Soft value recommendation means that the list of recommended values is a subset of the valid options. When the hard toggle is turned off, the bot will recommend values that are in the list of candidates, but it can also accept values that are not in the list of candidates. This means that the user has the option to enter a value that is not in the list of candidates, and the bot will try to fill the slot with the proposed value.

For example, let's say you are building a chatbot for a restaurant. You could use soft value recommendation for the cuisine slot. This would mean that the bot would recommend a list of popular cuisines, such as Italian, Chinese, and Mexican. However, the bot would also accept any other cuisine that the user enters.

This can be useful if you want to give the user the flexibility to enter any value. However, it is important to note that this can also lead to errors, as the bot may not be able to fill the slot with the proposed value.

Page selectable

It is common for a value recommendation to return more than one page of items. When the list is long, it is important to support page navigation interactions, such as:

  • "Is there more options?" to go to the next page.
  • "Can you go back? I like to see these options again." to go to the previous page.
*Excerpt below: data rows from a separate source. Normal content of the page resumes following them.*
PR #249, opened 2018-11-16
refactor overlay into general Modal component

mirecmrozek:
Created a general Modal component to make code more clear and adding Modals easier.
Refactored every component using css class 'overlay' to use Modal, except `LoadingOverlay', because it's too different from a typical modal.

### DIFF
--- a/app/frontend/components/pages/login/aboutOverlay.js
+++ b/app/frontend/components/pages/login/aboutOverlay.js
@@ -1,6 +1,7 @@
 const {h, Component} = require('preact')
 const connect = require('unistore/preact').connect
 const actions = require('../../../actions')
+const Modal = require('../../common/modal')
 
 class AboutOverlayClass extends Component {
   constructor(props) {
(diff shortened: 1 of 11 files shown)


app/frontend/components/pages/login/keyFileAuth.js
```diff
@@ -158,67 +158,49 @@ class LoadKeyFileClass extends Component {
...
         encrypted &&
           h(
-            'div',
+            Modal,
             {
-              class: 'overlay',
-              onKeyDown: (e) => {
-                e.key === 'Escape' && this.closePasswordModal()
-              },
+              closeHandler: this.closePasswordModal,
```
refi93: the password modal when logging in by json now does not close by pressing esc button

refi93:
when I click on the disclaimer on the "I understand the risk ..." checkbox, it does not persist after closing and the modal is shown again when I reload the page. Imho it should be stored in local storage after pressing the "close" button (not esc or clicking the "x")

mirecmrozek:
Thank you, had to move the event check to the body div.
When I checked www.adalite.io, `Esc` only closed the password modal for logging with JSON only when the submit button had focus, so now it works with the button. But because input's `onKeyDown` (or other key events) wasn't firing for `Escape` key, I set a listener, that closes the modal when `Esc` is pressed twice (once to unfocus input, second to close modal).
I also changed where the `showAboutOverlay` value is checked, to be more like other components.
Right now, the Disclaimer modal is also not immediately closable by `Esc` and close button does not have focus, but I think that's a good thing, as we want the user to read the disclaimer.

app/frontend/components/pages/login/aboutOverlay.js
```diff
@@ -20,152 +21,129 @@ class AboutOverlayClass extends Component {
...
+          'I understand the risk and do not wish to be shown this screen again'
+        )
+      ),
+      h(
+        'span',
+        {class: 'centered-row'},
+        h(
+          'button',
+          {
+            onClick: toggleAboutOverlay,
```
refi93: this should be this.toggleAboutOverlay, otherwise the checkbox won't be saved

mirecmrozek: This, and I also accidentally deleted the line, that changed the checkbox state...

PR #253, opened 2018-11-19
Disable overlay over transaction screen

Siegrift:
UX: Instead of showing a modal dialog, show an inline spinner (same as in calculate fee) and display a transparent overlay to disable UI interaction.

### DIFF
--- a/app/frontend/actions.js
+++ b/app/frontend/actions.js
@@ -413,13 +413,23 @@ module.exports = ({setState, getState}) => {
   }
 
   const submitTransaction = async (state) => {
-    loadingAction(state, 'Submitting transaction...')
+    if (state.usingTrezor) {
+      setState({waitingForTrezor: true})
+    } else {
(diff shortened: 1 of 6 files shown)


refi93:
the modal dialog is essential since it lets you review the transaction before submitting it, so I would not remove it. I would do the spinning animation on the button in the modal. And in case of trezor it would probably be more appropriate to give the button the title "Waiting" until the user confirms the tx in the device.

refi93:
the "waiting for trezor" text shows even if you are logged in by mnemonic

refi93:
closes #256

refi93:
@Siegrift seems ok, I just wanted to point out that it would be more appropriate to show the "submitting transaction" overlay once the signed transaction is returned from trezor but I realized that this would involve splitting the "sendAda" function into building the signed tx and submitting it.

So I did the refactor and changed the UI as I suggested above. Could you please take a look at the modifications I made?

PR #262, opened 2018-12-11
Seo optimization

JMatej:
Changed html tags, added 301 redirect and other improvements for SEO


refi93:
I would rename the svg files to "css-case" - i.e. no capital letters and "-" instead of them, treating "adalite" as a single word. i.e. renaming "AdaLiteIcon.svg" to "adalite-icon.svg" etc

CamelCase for image files is not standard, imho

server/index.js
```diff
@@ -10,10 +10,7 @@ app.use(bodyParser.json())
 app.use(cors())
 app.use(compression())
 
-// must be before every other route to guarantee the redirect!
-if (process.env.ADALITE_FORCE_HTTPS === 'true') {
-  app.use(require('./middlewares/forceHttps'))
-}
+app.use(require('./middlewares/seoRedirect'))
```
refi93: you need to add the following line, so it works on heroku:
```
app.enable('trust proxy') // to get right request protocol on heroku
```
I tested the redirect on heroku and it did not work (infinite redirect loop), since it failed to pick the actual protocol of the request, it was picking the http protocol of the reverse proxy behind which our app is hosted, not the actual https protocol.

refi93: also, I would rename the middleware from seoRedirect to redirectToBaseUrl or something like that. SEO is not the only purpose of this redirect, so it would be a misleading name for it.

PR #276, opened 2018-12-14
Adding create wallet button to the toolbar

dpribula:
https://github.com/vacuumlabs/adalite/issues/270


app/frontend/components/common/navbar/navbarUnauth.js
```diff
@@ -1,7 +1,19 @@
 const {h} = require('preact')
 const APP_VERSION = require('../../../config').ADALITE_CONFIG.ADALITE_APP_VERSION
+const connect = require('unistore/preact').connect
+const actions = require('../../../actions')
 
-const NavbarUnauth = () =>
+const isLeftClick = (e, action) => {
```
refi93: I would move the "isLeftClick" function to frontend/helpers, since it's quite generic and it's used more than once.

PR #282, opened 2018-12-14
JTMarnie webfonts

### LINKED ISSUE #281: Use JTMarnie font

dejvid15:
Closes #281 

Exported & used JTMarnie webfonts


app/public/css/styles.css
```diff
@@ -38,7 +54,7 @@ html {
 body {
   margin: 0;
   padding: 0;
-  font-family: sans-serif;
+  font-family: 'JTMarnie', sans-serif, arial;
```
darjanin: The font family `sans-serif` must be the last. This way having `arial` at the end will not help.

darjanin:
```suggestion
  font-family: JTMarnie, Arial, Helvetica, sans-serif;
```

darjanin: You don't need to use quotes around name in this case.

https://developer.mozilla.org/en-US/docs/Web/CSS/font-family#Valid_family_names

PR #303, opened 2018-12-21
Style inputs

### LINKED ISSUE #300: Styling for inputs

dejvid15:
Closes #300 

Styled `input`, `:focus` state & `error` state. Didn't change the input occurrences throughout the project as it will be changed incrementally. Checkbox is in another PR.


app/public/css/styles.css
```diff
@@ -1149,6 +1129,42 @@ p {
...
 }
 
+/* INPUTS */
+
+.input {
+  border-radius: 4px;
+  border: 1px solid var(--color-border);
+  padding: 12px 16px;
+  font-size: 14px;
+  min-height: 58px;
```
darjanin: Why `min-height`? Should it have more than one line?

dejvid15: Replaced with the `line-height` solution as discussed

dejvid15:
@darjanin Implemented your review comment and changed the class on the `mnemonicAuth` input so we have one input using the new `.input` class

PR #306, opened 2019-01-03
Cleanup old style variables

### LINKED ISSUE #305: Cleanup old variables

dejvid15:
Closes #305 

Removed old variables from the start of the file, kept only the `width, transition-easing & transition-time` and refactored the new styles to use the new variables. `width` also changed to `1288px` as in the new design.


darjanin:
Please rebase and merge.

PR #461, opened 2023-08-17
Small Conveyor Belt Component fix

alek-kam-robotec-ai:
Fixes the error described by this message:

[Error] (Serialize) - Programmer error:
Classes deriving from AZ::Component are not declaring their base class to SerializeContext.
This will cause unexpected behavior such as components shifting around, or duplicating themselves.
Affected components:
- ConveyorBeltComponent {B7F56411-01D4-48B0-8874-230C58A578BD}

Reflection code should look something like this:
serializeContext->Class<MyComponent, AZ::Component, ... (other base classes, if any) ...>()
Make sure the Reflect function is called for all base classes as well.


michalpelka:
duplication: 452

The page navigation interactions are already supported by the system skill io.opencui.core.PageSelectable. You can customize the understanding behavior for the user's next page expression in io.opencui.core.NextPage, and for the user's previous page expression in io.opencui.core.PreviousPage.

For example, you could customize the understanding behavior for the next page expression by adding the phrase "show me more" or "continue" to the io.opencui.core.NextPage expression section.

Item picker

When there is a list of items, the bot should be able to understand selection expressions, which are used to select an item from the list.

The following behaviors are already supported:

  • Index expressions: These refer to the item's position in the list per page. For example, the user could say "the first one" or "second" to select the first or second item in the list.

  • Names: These refer to the item's names. For example, the user could say "the red one" or "the hot one" to select the item that is red or hot.

  • Don't care expressions: These indicate that the user does not care about the specific item and is willing to accept any item in the list. For example, the user could say "don't care" or "anything will do" to select any item in the list.

These behaviors allow users to interact with the bot in a more natural way, and they can also help the system to better understand the user's intent.

Note

Customization of system skill will not only affect the current slot, but also the entire bot behaviors.

Best practice

If you are considering using value recommendations, there are a few things to keep in mind:

  • The recommendations should be relevant to the user's needs: The recommendations should be based on the user's current context, their past behavior, or their interests.

  • The recommendations should be accurate: The recommendations should be based on accurate data.

  • The recommendations should be up-to-date: The recommendations should be based on the latest data.

  • The recommendations should be personalized: The recommendations should be tailored to the individual user.